"""

PR #627, opened 2026-05-22
fix(init): write commented default config.toml on unimatrix init (#626)

### LINKED ISSUE #626: init: does not create a default config.toml
## Summary

When unimatrix initializes for a new project, `ensure_data_directory` creates `~/.unimatrix/{hash}/` and `~/.unimatrix/{hash}/vector/` but neither the global (`~/.unimatrix/config.toml`) nor per-project (`~/.unimatrix/{hash}/config.toml`) config file is ever written.

## Expected Behavior

`init` should write a commented default `config.toml` (at minimum the global path) that documents all available options and their compiled defaults, giving users a discoverable starting point for customization.

## Actual Behavior

No config file is created. The server silently falls back to compiled defaults. Users must read source or documentation to discover what can be configured and what the defaults are.

## Relevant Files

- `crates/unimatrix-engine/src/project.rs` — `ensure_data_directory` (creates dirs but not config)
- `crates/unimatrix-server/src/infra/config.rs` — `load_config` (reads config if present, otherwise uses compiled defaults)

## Acceptance Criteria

- On first init, a default `config.toml` is written to `~/.unimatrix/config.toml` (global) if one does not already exist
- The file is fully commented, documenting each field and its default value
- Existing config files are never overwritten

dug-21:
## Summary

- Adds `write_default_config_if_absent(path, force)` helper to `config.rs` that atomically writes a fully-commented default `config.toml` using `create_new` semantics (TOCTOU-safe; `AlreadyExists` treated as success)
- Adds `DEFAULT_CONFIG_TOML` static string documenting every config section, field, and compiled default
- Wires the helper into the `unimatrix init` CLI command targeting the **project-specific** path (`~/.unimatrix/{hash}/config.toml`)
- Adds `--force` flag to overwrite an existing config
- `load_config` is unchanged — remains a pure reader with no side effects

## Test plan

- [ ] `test_write_default_config_creates_file_when_absent` — file created, parses as valid `UnimatrixConfig`
- [ ] `test_write_default_config_does_not_overwrite_without_force` — existing content preserved
- [ ] `test_write_default_config_overwrites_with_force` — content replaced when `--force`
- [ ] `test_write_default_config_succeeds_even_if_write_fails` — no panic on read-only parent
- [ ] Full workspace test suite: 4398 pass
- [ ] Integration smoke tests: 23/23 pass

Closes #626

### DIFF
--- a/crates/unimatrix-server/src/infra/config.rs
+++ b/crates/unimatrix-server/src/infra/config.rs
@@ -2994,6 +2994,309 @@ fn check_permissions(path: &Path) -> Result<(), ConfigError> {
 }
 
 // ---------------------------------------------------------------------------
+// Default config TOML template
+// ---------------------------------------------------------------------------
+
+/// Fully-commented TOML template written by `unimatrix version --project-dir`.
+///
+/// Every section, field, and its compiled default is documented inline.
+/// This is a static string — it is NOT serialised from `UnimatrixConfig`
+/// (structs are `Deserialize`-only per existing conventions; no `Serialize` is added).
+///
+/// Keep in sync with struct defaults. When a new field is added to any config
+/// struct, add the matching commented line here.
+pub static DEFAULT_CONFIG_TOML: &str = r#"# Unimatrix configuration file.
+# All values shown are the compiled defaults. Uncomment and edit to override.
+# File: ~/.unimatrix/{project-hash}/config.toml
+#
+# Two-level config hierarchy:
+#   ~/.unimatrix/config.toml           -- global (applies to all projects)
+#   ~/.unimatrix/{hash}/config.toml    -- per-project (overrides global)
+# Per-project values replace global values field-by-field (replace semantics).
+# List fields replace entirely — no append.
+
+# ---------------------------------------------------------------------------
+# [profile] — knowledge-lifecycle preset
+# ---------------------------------------------------------------------------
+# Named presets map to preset weight tables.
+# Valid values: "collaborative" (default), "authoritative", "operational",
+#               "empirical", "custom"
+# Use "custom" with [confidence] weights AND [knowledge] freshness_half_life_hours.
+[profile]
+# preset = "collaborative"
+
+# ---------------------------------------------------------------------------
+# [knowledge] — categories and freshness configuration
+# ---------------------------------------------------------------------------
+[knowledge]
+# Allowed entry categories. Defaults are the 5 built-in INITIAL_CATEGORIES.
+# Each entry: lowercase letters (a-z), digits (0-9), hyphens (-), underscores (_).
+# Maximum 64 entries; each at most 64 characters.
+# categories = ["decision", "convention", "pattern", "lesson-learned", "procedure"]
+
+# Categories that receive a provenance boost in search re-ranking.
+# Must be a subset of categories above.
+# boosted_categories = ["lesson-learned"]
+
+# Categories eligible for automated lifecycle management.
+# Must be a subset of categories above.
+# adaptive_categories = ["lesson-learned"]
+
+# Optional override for the freshness half-life used in confidence scoring.
+# None = use the active preset's built-in value.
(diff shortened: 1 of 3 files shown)


dug-21 (commented):
## Security Review — bugfix/626-write-default-config-on-init

**Risk Level: LOW**

---

### Summary

This change adds `write_default_config_if_absent()` to write a static, fully-commented TOML template to `paths.data_dir.join("config.toml")` during `unimatrix version --project-dir`. The write target is derived entirely from `ensure_data_directory()`, which canonicalizes the input path and constructs the target as `~/.unimatrix/{sha256_hex_16}/config.toml`. No user-controlled string is joined into the final write path.

No blocking findings. Details below.

---

### Path Traversal

**Severity: none**

The config write path is constructed as:
```
paths.data_dir.join("config.toml")
```
`data_dir` is `~/.unimatrix/{hash}/` where `{hash}` is the first 16 hex chars of `SHA-256(canonical_project_root)`. The hash is computed over an already-canonicalized path (`detect_project_root` calls `.canonicalize()`), so symlink traversal and `..` sequences are resolved before the hash is computed. The output is restricted to `[0-9a-f]{16}`, making the resulting `data_dir` path injection-safe. The literal `"config.toml"` is hardcoded — no user-supplied filename participates in the join.

---

### OWASP Concerns

| Concern | Assessment |
|---------|-----------|
| Path traversal | Not possible — hash output is hex-only, literal filename hardcoded |
| Injection (shell/SQL/format) | Not applicable — pure filesystem write of a static string |
| Injection (prompt) | `server.instructions` in the template carries the comment `"Must not contain prompt injection patterns"` — the existing `ContentScanner` gate fires on `load_config`, not on write. The written file is all comments, so no injection surface is introduced at write time |
| Deserialization | The written TOML is a static constant (`pub static DEFAULT_CONFIG_TOML`). No deserialization of external input occurs in this change |
| Broken access control | `data_dir` is created with mode `0o700` (unix) by `ensure_data_directory`. The new config write uses `create_dir_all` on the same directory — already created and correctly permissioned before this call |
| Secrets / credentials | None present in `DEFAULT_CONFIG_TOML` or anywhere in the diff |
| New dependencies | None introduced |

---

### `--force` Flag

`--force` triggers `fs::write` (unconditional overwrite) instead of `OpenOptions::create_new`. Both paths write only `DEFAULT_CONFIG_TOML` — a compile-time constant. The only risk is user data loss (overwriting a customized config), which is the documented and expected behavior of the flag. The test `test_write_default_config_overwrites_with_force` covers this.

---

### Error Handling

`write_default_config_if_absent` never propagates errors — all failure paths log a `warn` and return. This is appropriate for a best-effort init step. No panic paths exist. The failure test (`test_write_default_config_succeeds_even_if_write_fails`) covers the read-only directory scenario.

The `if config_path.exists()` check in `handle_version` after the call is cosmetic (for the eprintln). A TOCTOU race here is inconsequential: worst case the path is logged even if deleted immediately after, or not logged even if created. No security impact.

---

### Blast Radius

If `write_default_config_if_absent` has a subtle bug:
- Worst case (force=true): corrupted config.toml in `~/.unimatrix/{hash}/`, causing `load_config` to fail on next server start. Failure is caught at startup with a clear error; no data corruption of the database or vector index.
- Worst case (force=false): if the create-new race window were exploitable, an attacker with local user access could pre-create the file. This would cause the function to silently skip writing (the `AlreadyExists` arm returns without error). Given that the file lives in `~/.unimatrix/` (user-private, mode 0700), this is not a credible threat.

---

### Regression Risk

Low. The only behavioral change to existing code paths is the `Version` command variant gaining a `force: bool` field (default `false`). All callers in `main.rs` are updated. Existing tests updated to `Version { .. }` pattern. `handle_version(None, false)` behavior is unchanged. No async path is touched.

---

No blocking findings. Safe to merge.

"""

In the data above, start at the line that has "## Security Review", stop after the line that has "### Summary", and print every line in between exactly as it stands.

**Solved exercise**
## Security Review — bugfix/626-write-default-config-on-init

**Risk Level: LOW**

---

### Summary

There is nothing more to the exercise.